→ What you should do
Each record must reappear in the answer exactly as it is written.

→ Data records

== == ==

PR #317, opened 2020-05-21
Add usernotes manager icon to "moderated subreddits" popup

### LINKED ISSUE #316: Add icon for user notes to "moderated subreddits"
It's a little confusing that the only place to access the full user notes page is under the other :arrow_forward: menu which I normally consider to be the "user profile menu". It seems like it should just be next to all of the other subreddit-specific stuff in the "moderated subreddits" menu.

Thanks.

Geo1088:
Fixes #316.

### DIFF
--- a/extension/data/modules/modbar.js
+++ b/extension/data/modules/modbar.js
@@ -302,7 +302,7 @@ function modbar () {
                     const $this = $(this);
                     if (!$this.hasClass('tb-mysubs-activated')) {
                         $this.addClass('tb-mysubs-activated');
-                        const $popup = TB.ui.popup({
+                        TB.ui.popup({
                             title: 'Subreddits you moderate',
                             tabs: [
                                 {
@@ -321,7 +321,6 @@ function modbar () {
                         });
                         // Focus the filter bar for convenience
                         $('#tb-livefilter-input').focus();
-                        // Add event listener to open usernotes manager
                     } else {
                         $this.removeClass('tb-mysubs-activated');
                         $('.subreddits-you-mod-popup').remove();
--- a/extension/data/modules/modbar.js
+++ b/extension/data/modules/modbar.js
@@ -264,6 +264,7 @@ function modbar () {
             let subList = '',
                 livefilterCount;
             const configEnabled = TB.storage.getSetting('TBConfig', 'enabled', false),
+                  usernotesEnabled = TB.storage.getSetting('UserNotes', 'enabled', false),
                   subredditColorSalt = self.setting('subredditColorSalt');
             TBCore.getModSubs(() => {
                 self.log('got mod subs');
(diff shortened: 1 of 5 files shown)


extension/data/modules/modbar.js
```diff
@@ -264,26 +264,28 @@ function modbar () {
...
-        <a title="/r/${this.subreddit} traffic stats" target="_blank" href="${TBCore.link(`/r/${this.subreddit}/about/traffic`)}" data-type="traffic" data-subreddit="${this.subreddit}" class="tb-icons">${TBui.icons.subTraffic}</a>
-        ${configEnabled ? `<a title="/r/${this.subreddit} config" href="javascript:;" class="tb-config-link tb-icons" data-subreddit="${this.subreddit}">${TBui.icons.tbSubConfig}</a>` : ''}
-    </td>
-</tr>
-`;
+                    subList += `
+                        <tr style="border-left: solid 3px ${subColor} !important;" data-subreddit="${this.subreddit}">
+                            <td class="tb-my-subreddits-name"><a href="${TBCore.link(`/r/${this.subreddit}`)}" target="_blank">/r/${this.subreddit}</a></td>
+                            <td class="tb-my-subreddits-subreddit">
+                                <a title="/r/${this.subreddit} modmail!" target="_blank" href="${TBCore.link(`/r/${this.subreddit}/message/moderator`)}" data-type="modmail" data-subreddit="${this.subreddit}" class="tb-icons">${TBui.icons.oldModmail}</a>
```
SpyTec, line 279: Modmail is the only one that has exclamation point in the title attribute. Not related to PR though

extension/data/modules/modbar.js
```diff
@@ -264,26 +264,28 @@ function modbar () {
...
+                                <a title="/r/${this.subreddit} unmoderated" target="_blank" href="${TBCore.link(`/r/${this.subreddit}/about/unmoderated`)}" data-type="unmoderated" data-subreddit="${this.subreddit}" class="tb-icons">${TBui.icons.unmoderated}</a>
+                                <a title="/r/${this.subreddit} moderation log" target="_blank" href="${TBCore.link(`/r/${this.subreddit}/about/log`)}" data-type="modlog" data-subreddit="${this.subreddit}" class="tb-icons">${TBui.icons.modlog}</a>
+                                <a title="/r/${this.subreddit} traffic stats" target="_blank" href="${TBCore.link(`/r/${this.subreddit}/about/traffic`)}" data-type="traffic" data-subreddit="${this.subreddit}" class="tb-icons">${TBui.icons.subTraffic}</a>
+                                ${usernotesEnabled ? `<a title="/r/${this.subreddit} usernotes" href="javascript:;" class="tb-un-config-link tb-icons" data-subreddit="${this.subreddit}">${TBui.icons.usernote}</a>` : ''}
```
SpyTec, line 284: What's with using `tb-un-config-link` class?

extension/data/modules/modbar.js
```diff
@@ -319,6 +321,7 @@ function modbar () {
                         });
                         // Focus the filter bar for convenience
                         $('#tb-livefilter-input').focus();
+                        // Add event listener to open usernotes manager
```
SpyTec, line 324: Where is the event listener?

extension/data/modules/modbar.js
Geo1088: The usernotes manager doesn't need its own listener because it uses the listener already registered by the usernotes module. This class is what the usernotes module listens for clicks on to open the manager.

extension/data/modules/modbar.js
Geo1088: Whoops, accidentally left that from local copy when I thought I'd need to add another listener to the code here. Will remove.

== == ==

→ Solution to the problem
PR #317, opened 2020-05-21
Add usernotes manager icon to "moderated subreddits" popup

### LINKED ISSUE #316: Add icon for user notes to "moderated subreddits"
It's a little confusing that the only place to access the full user notes page is under the other :arrow_forward: menu which I normally consider to be the "user profile menu". It seems like it should just be next to all of the other subreddit-specific stuff in the "moderated subreddits" menu.

Thanks.

Geo1088:
Fixes #316.

### DIFF
--- a/extension/data/modules/modbar.js
+++ b/extension/data/modules/modbar.js
@@ -302,7 +302,7 @@ function modbar () {
                     const $this = $(this);
                     if (!$this.hasClass('tb-mysubs-activated')) {
                         $this.addClass('tb-mysubs-activated');
-                        const $popup = TB.ui.popup({
+                        TB.ui.popup({
                             title: 'Subreddits you moderate',
                             tabs: [
                                 {
@@ -321,7 +321,6 @@ function modbar () {
                         });
                         // Focus the filter bar for convenience
                         $('#tb-livefilter-input').focus();
-                        // Add event listener to open usernotes manager
                     } else {
                         $this.removeClass('tb-mysubs-activated');
                         $('.subreddits-you-mod-popup').remove();
--- a/extension/data/modules/modbar.js
+++ b/extension/data/modules/modbar.js
@@ -264,6 +264,7 @@ function modbar () {
             let subList = '',
                 livefilterCount;
             const configEnabled = TB.storage.getSetting('TBConfig', 'enabled', false),
+                  usernotesEnabled = TB.storage.getSetting('UserNotes', 'enabled', false),
                   subredditColorSalt = self.setting('subredditColorSalt');
             TBCore.getModSubs(() => {
                 self.log('got mod subs');
(diff shortened: 1 of 5 files shown)


extension/data/modules/modbar.js
```diff
@@ -264,26 +264,28 @@ function modbar () {
...
-        <a title="/r/${this.subreddit} traffic stats" target="_blank" href="${TBCore.link(`/r/${this.subreddit}/about/traffic`)}" data-type="traffic" data-subreddit="${this.subreddit}" class="tb-icons">${TBui.icons.subTraffic}</a>
-        ${configEnabled ? `<a title="/r/${this.subreddit} config" href="javascript:;" class="tb-config-link tb-icons" data-subreddit="${this.subreddit}">${TBui.icons.tbSubConfig}</a>` : ''}
-    </td>
-</tr>
-`;
+                    subList += `
+                        <tr style="border-left: solid 3px ${subColor} !important;" data-subreddit="${this.subreddit}">
+                            <td class="tb-my-subreddits-name"><a href="${TBCore.link(`/r/${this.subreddit}`)}" target="_blank">/r/${this.subreddit}</a></td>
+                            <td class="tb-my-subreddits-subreddit">
+                                <a title="/r/${this.subreddit} modmail!" target="_blank" href="${TBCore.link(`/r/${this.subreddit}/message/moderator`)}" data-type="modmail" data-subreddit="${this.subreddit}" class="tb-icons">${TBui.icons.oldModmail}</a>
```
SpyTec, line 279: Modmail is the only one that has exclamation point in the title attribute. Not related to PR though

extension/data/modules/modbar.js
```diff
@@ -264,26 +264,28 @@ function modbar () {
...
+                                <a title="/r/${this.subreddit} unmoderated" target="_blank" href="${TBCore.link(`/r/${this.subreddit}/about/unmoderated`)}" data-type="unmoderated" data-subreddit="${this.subreddit}" class="tb-icons">${TBui.icons.unmoderated}</a>
+                                <a title="/r/${this.subreddit} moderation log" target="_blank" href="${TBCore.link(`/r/${this.subreddit}/about/log`)}" data-type="modlog" data-subreddit="${this.subreddit}" class="tb-icons">${TBui.icons.modlog}</a>
+                                <a title="/r/${this.subreddit} traffic stats" target="_blank" href="${TBCore.link(`/r/${this.subreddit}/about/traffic`)}" data-type="traffic" data-subreddit="${this.subreddit}" class="tb-icons">${TBui.icons.subTraffic}</a>
+                                ${usernotesEnabled ? `<a title="/r/${this.subreddit} usernotes" href="javascript:;" class="tb-un-config-link tb-icons" data-subreddit="${this.subreddit}">${TBui.icons.usernote}</a>` : ''}
```
SpyTec, line 284: What's with using `tb-un-config-link` class?

extension/data/modules/modbar.js
```diff
@@ -319,6 +321,7 @@ function modbar () {
                         });
                         // Focus the filter bar for convenience
                         $('#tb-livefilter-input').focus();
+                        // Add event listener to open usernotes manager
```
SpyTec, line 324: Where is the event listener?

extension/data/modules/modbar.js
Geo1088: The usernotes manager doesn't need its own listener because it uses the listener already registered by the usernotes module. This class is what the usernotes module listens for clicks on to open the manager.

extension/data/modules/modbar.js
Geo1088: Whoops, accidentally left that from local copy when I thought I'd need to add another listener to the code here. Will remove.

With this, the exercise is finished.